=== ACTIVITY ===
The required output is the line containing "I'd like to" followed by every line after it to the end of the listing, each written out exactly.

=== INFORMATION SUPPLIED ===
PR #847, opened 2021-03-31
SqlServerProvider - Create custom schema if `AutoCreateTables`=true

MarkEwer:
## Description

When the `SqlServerProvider` for data persistence is used it contains an option to create the database tables needed for storage the first time it is used. However, if you specify that the tables should be located in a _schema_ that does not already exist in the database then the provider will throw an exception because it cannot create the table if the schema is not present.

In this pull request, I have added a new method to the startup code for the `SqlServerProvider` class that will create the requested schema if it does not already exist in the database.

## Purpose
This pull request is a:

## Checklist


MarkEwer:
I'd like to add some documentation on how to configure and use the `SqlServerProvider` class now that I think I have figured it out. Where does this project put the developer documentation?  Should I just add a `readme.md` inside the `Proto.Persistence.SqlServer` project?

rogeralsing:
👍🏻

=== FINISHED EXERCISE ===
I'd like to add some documentation on how to configure and use the `SqlServerProvider` class now that I think I have figured it out. Where does this project put the developer documentation?  Should I just add a `readme.md` inside the `Proto.Persistence.SqlServer` project?

rogeralsing:
👍🏻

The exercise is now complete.